湛清弦正安慰著夫人,後面傳來人聲,“喲,這不是我們家的三小姐嗎?今兒怎麼回來了?”

雪娘可是得了信,說是家裡來了貴客,下人們傳得似模似樣,說那人是京城裡的大人物,陪著湛清弦一道回來的,帶了一屋子的禮物,把個前廳都堆滿了,有那麼誇張嗎?如果真是像他們說的那樣,她可真想去前廳瞧瞧,可這才出了自己的院子,便停下了腳步,若真是什麼貴客,這樣闖進去,只怕老爺會罵她不懂規矩。

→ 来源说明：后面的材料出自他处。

PR #2380, opened 2026-06-11
Integrate report encryption metadata and DEK wrapping into anonymization workflow

jijo-OO7:
Part of #1200

### Overview

This PR integrates report encryption metadata into the anonymization workflow.

When `ApplyEncrypted` is used:

* The provided DEK is wrapped using a master key (KEK).
* Wrapped DEK metadata is stored in `EncryptionMetadata`.
* Encryption metadata is propagated to both session and report metadata.
* Repository context metadata continues to be encrypted using the DEK.
* Existing mapping-based anonymization behavior for resource identifiers and other scan data remains unchanged.

### Notes

This PR establishes the metadata and key-management plumbing required for reversible report encryption. Wiring `ApplyEncrypted` into production scan flows and report decryption workflows will be addressed in follow-up work under #1200.

## Summary by CodeRabbit

* **Security**
  * Encryption now requires a master key; the data-encryption key is wrapped and stored alongside encryption metadata to strengthen key management.
  * Added master-key validation to enforce the required key size and prevent incorrect configuration.

* **Tests**
  * Updated encryption tests to provide a master key, verify encryption metadata population, and confirm encryption/decryption round-trips.
  * Adjusted invalid-key test cases to match the new encryption flow.


matthyx:
## Review: blocker — this PR does not compile

Built `./core/pkg/anonymizer/` and `./core/pkg/reportcrypto/` against the PR's pinned deps; the anonymizer package fails to build:

```
core/pkg/anonymizer/anonymizer.go:72: resultsHandler.ScanData.Metadata.EncryptionMetadata undefined
    (type *reporthandling/v2.Metadata has no field or method EncryptionMetadata)
core/pkg/anonymizer/anonymizer.go:73: undefined: reporthandlingv2.EncryptionMetadata
core/pkg/anonymizer/anonymizer.go:85: resultsHandler.ScanData.Report.Metadata.EncryptionMetadata undefined
core/pkg/anonymizer/anonymizer.go:86: undefined: reporthandlingv2.EncryptionMetadata
```

**Root cause:** the code references `reporthandlingv2.EncryptionMetadata` and a `.EncryptionMetadata` field on `reporthandling/v2.Metadata`, but neither exists in the pinned `github.com/kubescape/opa-utils v0.0.298`. `go.mod`/`go.sum` are unchanged in this PR, so the new type was never brought in.

**To unblock:** land `EncryptionMetadata` (the type and the `Metadata.EncryptionMetadata` field) in `opa-utils` first, then bump the `opa-utils` dependency here so the package compiles and the new tests can run.

---

### Non-blocking notes

1. **Duplicated validation.** `ValidateMasterKey` added in `core/pkg/reportcrypto/crypto.go` is an exact copy of the existing private `validateMasterKey` in `core/pkg/reportcrypto/dek.go`. Also, `ApplyEncrypted` calls `ValidateMasterKey(masterKey)` and then immediately calls `WrapDEK`, which validates the master key (and the DEK) again. Consider exporting/reusing the single helper and dropping the redundant pre-check.

2. **Duplicated literal.** The identical `&reporthandlingv2.EncryptionMetadata{Version:"v1", DEKAlgorithm:"AES256_GCM", KEKAlgorithm:"AES256_GCM", EncryptedDEK: wrappedDEK}` is built twice (session + report metadata). Build it once and assign to both.

3. **No production caller.** `ApplyEncrypted` is still only invoked from tests — the new `masterKey` argument isn't threaded from any real scan flow yet. Fine if that wiring is intended for a follow-up in #1200, just flagging it so the feature isn't assumed reachable.

jijo-OO7:
@matthyx Thanks for reviewing and catching that.

You're correct this PR depends on the new `EncryptionMetadata` schema introduced in opa-utils and will not compile against the currently pinned `github.com/kubescape/opa-utils v0.0.298`.

The intention here was to stack this work on top of:

**opa-utils PR https://github.com/kubescape/opa-utils/pull/174 — reporthandling/v2: support encryption metadata in report schema**

That PR introduces:

* `reporthandlingv2.EncryptionMetadata`
* `Metadata.EncryptionMetadata`
* GoJay unmarshalling support
* associated schema/tests

Once it is merged and Kubescape is updated to the corresponding opa-utils version, the references in this PR become valid and the integration compiles as expected.

I'll rebase/update this PR after the opa-utils change lands and bump the dependency accordingly.

Regarding the non-blocking notes:

* Agreed on the duplicated validation and metadata construction; I'll clean those up while rebasing.
* Also agreed that there is currently no production caller for `ApplyEncrypted` yet. This PR is focused on wiring the metadata/envelope-encryption flow and proving the end-to-end architecture. CLI wiring and scan-flow integration are planned as follow-up work under #1200.

Thanks for the detailed review.

matthyx:
## Re-review — blocker resolved ✅

Checked out the latest head (`543f932`) and rebuilt. The compile blocker is fixed: `go.mod` now bumps `opa-utils` `v0.0.298 → v0.0.299`, which defines `EncryptionMetadata` (type + `Metadata.EncryptionMetadata` field).

- `go build ./...` — passes
- `go test ./core/pkg/anonymizer/ ./core/pkg/reportcrypto/` — passes

The non-blocking notes from the previous review were also addressed:
- The duplicated private `validateMasterKey` is gone; `dek.go` now uses the single exported `ValidateMasterKey`, and the redundant pre-check in `ApplyEncrypted` was dropped (`WrapDEK` validates DEK + master key).
- The `EncryptionMetadata{...}` literal is now built once and assigned to both session and report metadata.

No remaining blockers from my side. LGTM.

matthyx (dismissed):

matthyx:
## CI blocker — `httphandler/go.mod` wasn't bumped alongside the root

The failing check is `pr-scanner / Create cross-platform build`. The goreleaser hook `go -C httphandler test -v ./...` fails with:

```
go: updates to go.mod needed, disabled by -mod=readonly; to update it:
	go mod tidy
```

**Root cause:** this repo has two Go modules. The PR bumped `opa-utils` `v0.0.298 → v0.0.299` in the **root** `go.mod`, but `httphandler/go.mod` is a *separate* module that pins `opa-utils v0.0.298` and pulls the root in via `replace github.com/kubescape/kubescape/v3 => ../`. Building/testing `httphandler` therefore compiles the root `core/pkg/anonymizer`, which now imports `EncryptionMetadata` from opa-utils **v0.0.299**. Under `-mod=readonly` (what CI uses) the build needs v0.0.299 but `httphandler/go.mod`/`go.sum` only record v0.0.298 → the error above.

**Fix:** run tidy in the submodule and commit the result:

```
cd httphandler && go mod tidy
```

That produces exactly:
- `httphandler/go.mod`: `opa-utils v0.0.298 → v0.0.299`
- `httphandler/go.sum`: replace the two `opa-utils v0.0.298` lines with their `v0.0.299` equivalents

I reproduced the failure on a clean checkout of `543f932` and confirmed `go test -mod=readonly ./...` in `httphandler/` passes after this change. (Root module already builds/tests fine — this is purely the submodule's `go.mod`/`go.sum` left behind.)

jijo-OO7:
Thanks for tracking this down. The root module had already been updated to the new opa-utils version, but I missed the separate httphandler module. I've run `go mod tidy` in `httphandler`, updated the dependency to the same opa-utils version, and pushed the resulting go.mod/go.sum changes.

matthyx (approved):

PR #2355, opened 2026-06-06
docs: add Harbor integration guide

ivaresarthak-cloud:
Adds a guide for integrating Kubescape with Harbor 
using the harbor-scanner-kubescape adapter.

Covers:
- Adapter installation via Helm
- Registering the scanner in Harbor
- Scan on push and manual scanning
- TLS and Redis production configuration
- Troubleshooting

Closes #1818

## Summary by CodeRabbit

* **Documentation**
  * Added a comprehensive integration guide for connecting Kubescape with Harbor via the Harbor Pluggable Scanner API. Covers prerequisites, end-to-end scan flow, Helm-based installation, scanner registration and scan triggers, configurable environment variables (persistence, TTL), optional TLS, production Redis example, troubleshooting for common failures, and links for further reading.

PR #2385, opened 2026-06-12
Docs: add circleci integration guide

ivaresarthak-cloud:
## Description
Adds a CircleCI integration guide for Kubescape, following the same structure as the existing GitLab CI/CD (#2310) and Jenkins integration guides.

## Changes
- Added `docs/circleci.md` with step-by-step CircleCI integration guide

## Coverage
- Installing Kubescape in a CircleCI job
- Scanning Kubernetes manifests
- Scanning with a specific framework (NSA, MITRE, CIS)
- Scanning container images
- Saving scan results as CircleCI artifacts
- Troubleshooting section

## Related
- Discussed with Matthias on Slack before starting
- Follows same format as #2310, #2345, #2355

## Summary by CodeRabbit

* **Documentation**
  * Added a CircleCI integration guide with prerequisites, step-by-step setup, commands to install and run scans, instructions for scanning Kubernetes manifests and container images, multi-framework scanning, artifact handling, enforcing compliance thresholds, troubleshooting for common issues (PATH persistence, exit codes, Docker access, manifest discovery), and links to further reading.


matthyx:
Reviewed the guide against the Kubescape CLI source (`master`). The commands and flags are accurate (`scan .`, `scan framework nsa .`, `scan image`, `--compliance-threshold`, `--severity-threshold`, `--format`, install path `~/.kubescape/bin`), and the `$BASH_ENV` PATH handling is correct for CircleCI. One blocker before merge:

### Blocker — "Image scanning requires Docker access" is incorrect

Two places state Docker is required for `kubescape scan image`:

- The `> **Note:**` after Step 5 ("Image scanning requires Docker access… use `setup_remote_docker`… or the `machine` executor")
- The Troubleshooting section **Image scan fails in CircleCI** ("Container image scanning requires Docker access")

Kubescape's image scanner is Syft/Grype-based (`pkg.Provide` in `pkg/imagescan/imagescan.go`) and **pulls images directly from the registry**. When no Docker daemon is present — which is the case on a plain `cimg/base` executor — it falls back to a registry pull, so `kubescape scan image nginx:latest` works with **no Docker access and no `setup_remote_docker`/`machine` executor**. Telling users to add those is unnecessary and, with `setup_remote_docker` (a *remote* daemon the primary container can't share a filesystem with), can be actively misleading.

Suggested correction: for registry-hosted images no Docker is needed. A Docker daemon is only relevant when scanning an image that exists **only** in a local daemon (e.g. just built with `docker build` and not pushed) — in which case you'd build/load it into a `setup_remote_docker` daemon first. The default registry-pull path needs none of this, so the Step 5 note and the bulk of the troubleshooting entry should be reframed (or dropped) accordingly.

### Minor (non-blocking)

- The Configuration table lists `--format` values `pretty-printer, json, junit, sarif`. That set is correct for `scan`/`scan framework`, but **`scan image` only supports `pretty-printer, json, sarif`** (no `junit`) — worth a one-line note so readers don't pass `--format junit` to an image scan.

matthyx (commented):
thanks @ivaresarthak-cloud

matthyx (approved):

PR #2386, opened 2026-06-13
fix(opaprocessor): stop processing after context cancellation

aaa-aashna:
## Summary

Improve cancellation handling in the OPA processor by stopping control and rule execution as soon as the parent context is cancelled.

Previously, processing could continue even after the parent context had expired or been cancelled, resulting in unnecessary work during shutdown or timeout scenarios. This update adds early context checks to ensure processing exits promptly when cancellation is detected.

## Changes

* added early `ctx.Err()` checks during control iteration
* stopped processing remaining controls after cancellation
* added cancellation checks during rule processing

## Testing

* go test ./core/pkg/opaprocessor/...

## Release Notes

* **Bug Fixes**
  * Fixed port forwarder stop operations to prevent blocking when called multiple times.

* **Improvements**
  * Port forwarding lifecycle is now more robust and resistant to edge cases.
  * Request processing now properly respects context cancellation and timeout signals, stopping immediately without waiting for ongoing operations.

### DIFF
--- a/core/cautils/portforwarder.go
+++ b/core/cautils/portforwarder.go
@@ -99,7 +99,10 @@ func (p *portForward) GetPortForwardLocalhost() string {
 }
 
 func (p *portForward) StopPortForwarder() {
-	p.stopChan <- struct{}{}
+	select {
+	case p.stopChan <- struct{}{}:
+	default:
+	}
 }
 
 func (p *portForward) StartPortForwarder() error {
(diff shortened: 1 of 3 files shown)


matthyx (approved):
The PR bundles two unrelated fixes (port forwarder + opaprocessor) under an opaprocessor-only title/summary. But approving anyway.

PR #2388, opened 2026-06-13
test(opaprocessor): improve temporary resource cleanup

### LINKED ISSUE #2387: opaprocessor: improve temporary resource cleanup in test helper
## Overview

`unzipAllResourcesTestDataAndSetVar` in `processorhandler_test.go` performs several forms of manual resource and temporary file management, making the helper more complex and difficult to reason about during test execution.

## Existing Behavior

The helper currently:

* removes and recreates paths manually
* explicitly closes opened archive and file handles
* depends on ordered cleanup logic
* updates shared package-level fixture state

This approach increases maintenance overhead and can make cleanup behavior harder to follow when execution exits early.

## Suggested Improvements

* rely more on deferred cleanup patterns
* streamline temporary directory handling
* reduce repetitive manual resource management
* make test helper lifecycle handling more predictable

aaa-aashna:
## Summary

Refactor temporary resource cleanup handling in `unzipAllResourcesTestDataAndSetVar` to improve test resource lifecycle management and reduce repetitive manual cleanup logic.

Closes #2387

## Changes

* improved temporary resource lifecycle handling in test helpers
* simplified archive and file cleanup flow
* reduced duplicated manual cleanup logic
* improved readability and maintainability of test setup code

## Testing

* `go test ./core/pkg/opaprocessor/...`

## Summary by CodeRabbit

* **Tests**
  * Improved ZIP extraction test utilities with safer resource cleanup using deferred closes
  * Added validation that ZIP archives contain at least one file and enforced a strict extraction size cap (500MB+1 byte)
  * Strengthened error handling to avoid panics and return clear errors on failures during archive and file operations

### DIFF
--- a/core/pkg/opaprocessor/processorhandler_test.go
+++ b/core/pkg/opaprocessor/processorhandler_test.go
@@ -47,41 +47,55 @@ func unzipAllResourcesTestDataAndSetVar(zipFilePath, destFilePath string) error 
 	if err != nil {
 		return err
 	}
+	defer archive.Close()
 
 	os.RemoveAll(destFilePath)
 
-	f := archive.File[0]
-	dstFile, err := os.OpenFile(destFilePath, os.O_WRONLY|os.O_CREATE|os.O_TRUNC, f.Mode())
-	if err != nil {
-		return err
+	if len(archive.File) == 0 {
+		return fmt.Errorf("archive contains no files")
 	}
+
+	f := archive.File[0]
 
 	fileInArchive, err := f.Open()
 	if err != nil {
 		return err
 	}
 
-	_, err = io.Copy(dstFile, fileInArchive) //nolint:gosec
+	dstFile, err := os.OpenFile(
+		destFilePath,
+		os.O_WRONLY|os.O_CREATE|os.O_TRUNC,
+		f.Mode(),
+	)
 	if err != nil {
-		dstFile.Close()
 		fileInArchive.Close()
-		archive.Close()
+		return err
+	}
+	defer dstFile.Close()
+	const maxUncompressedTestDataSize = 500 * 1024 * 1024 // 500 MB
+
+	limitedReader := io.LimitReader(fileInArchive, maxUncompressedTestDataSize+1)
+
+	written, err := io.Copy(dstFile, limitedReader)
+	if err != nil {
 		return err
 	}
 
-	dstFile.Close()
+	if written > maxUncompressedTestDataSize {
+		return fmt.Errorf("test archive exceeds maximum allowed size")
+	}
 	fileInArchive.Close()
-	archive.Close()
 
 	file, err := os.Open(destFilePath)
 	if err != nil {
-		panic(err)
+		return err
 	}
+	defer file.Close()
+
 	allResourcesMockData, err = io.ReadAll(file)
 	if err != nil {
-		panic(err)
+		return err
 	}
-	file.Close()
 
 	return nil
 }


matthyx (commented):
## Review — blockers & notes

Builds and tests pass locally (`go build` + `go test ./core/cautils/...` and `./core/pkg/opaprocessor/...` on go1.25). Both production fixes look correct. My main concern is scope, not correctness.

### 🔴 Blocker — three unrelated changes bundled under a test-only title

This PR is three independent commits:

1. `fix(portforwarder): avoid blocking on repeated stop signals` — production fix in `core/cautils/portforwarder.go`
2. `fix(opaprocessor): stop processing after context cancellation` — production fix in `core/pkg/opaprocessor/processorhandler.go`
3. `test(opaprocessor): improve temporary resource cleanup` — the test-helper refactor

Only #3 is what issue #2387 asks for, yet the PR title is `test(opaprocessor): ...` and the body says `Closes #2387`. The Summary/Changes section describes only the test cleanup; the two production behavior changes appear **only** in the auto-generated CodeRabbit summary. As written, a reviewer approving "a test cleanup" is silently approving behavior changes to port-forwarding and the scan engine, and `Closes #2387` will close an issue that this PR over-delivers on.

**Please split commits 1 and 2 into their own PRs** (each is a legitimate bug fix that deserves its own review and changelog entry), or — at minimum — rewrite the title/description to disclose all three changes. Don't ship production fixes under a `test(...)` label.

### 🟡 Non-blocking notes (test helper)

- **Inconsistent error handling** (matches the CodeRabbit nitpick): `unzipAllResourcesTestDataAndSetVar` returns `error`, but still `panic`s on `os.Open`/`io.ReadAll` failure. Return the error instead for consistent test-setup failure handling.
- **Dropped file mode:** switching `os.OpenFile(..., f.Mode())` → `os.Create` (0666) means the archive entry's original mode is no longer honored, and `f.Mode()` is now dead. Harmless for the test, but it's a silent behavior change.
- **Silent truncation:** `io.LimitReader(fileInArchive, 500MB)` truncates rather than erroring if the fixture ever exceeds the cap — a future reader would get a corrupt fixture with no signal. Consider failing (or asserting bytes copied) if the limit is hit, and a one-line comment on why 500MB.
- **Pre-existing:** `archive.File[0]` still indexes without a `len(archive.File) > 0` guard — panics if the zip is ever empty. Out of scope, just flagging.

### 🟢 The two production fixes (look correct)

- `StopPortForwarder`: non-blocking `select` over the buffered (size-1) `stopChan` correctly prevents the hang on a second `Stop` while still delivering the signal at least once. Good catch.
- `OPAProcessor.Process` / `processControl`: the `ctx.Err()` early-break aborts promptly on cancellation, and the per-control timeout path (`markControlTimedOut`, `err = nil`) still works because a child-`cctx` deadline is handled before the parent break. Verified the timeout test still passes.

aaa-aashna:
@matthyx 
i have rebased the branch , so this PR now contains only the test-helper cleanup work related to #2387

matthyx (commented):
## Re-review — blocker resolved ✅

Thanks for the quick turnaround. The two unrelated production fixes (port-forwarder, OPAProcessor cancellation) are now gone, and the PR is a single test-only commit that matches the title and `Closes #2387`. The scope blocker is cleared.

All the non-blocking notes were addressed too:
- `panic` → `return err` on both `os.Open` and `io.ReadAll`
- file mode restored via `os.OpenFile(..., f.Mode())`
- `io.LimitReader(..., max+1)` + `written > max` check now errors instead of silently truncating
- empty-archive guard (`len(archive.File) == 0`) added

Verified locally: `go build` + `go test ./core/pkg/opaprocessor/...` pass on go1.25.

One tiny nitpick (non-blocking): the `if err != nil { return err }` right after `fileInArchive.Close()` is dead — `err` there is still the `io.Copy` result, which was already returned a few lines above, so it's always nil at that point. Safe to drop. LGTM either way.

aaa-aashna:
I have removed it now and pushed the cleanup update ;)
@matthyx

matthyx (approved):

這京城裡的人,她可是見得多了,湛清弦這丫頭守著個小客棧,能認識什麼大人物啊,八成是唬人的,不看也罷。 可這好奇心一起了,一時想要按下來,就有些難了,心裡尋思著,就是偷偷去瞧一眼也是好的,於是腳步慢慢地向前廳挪著,不想在這遊廊上見到了她們。

“雪姨。 ”湛清弦站直了身子,淡笑著打了聲招呼。

雪娘搖著紈扇,圍著她轉了兩圈,“我說三小姐,這去了京城,可就真是不一樣了,這錦緞披身,可真讓你添了幾分貴氣了,如果是走在大街上,只怕我還認不出來呢?”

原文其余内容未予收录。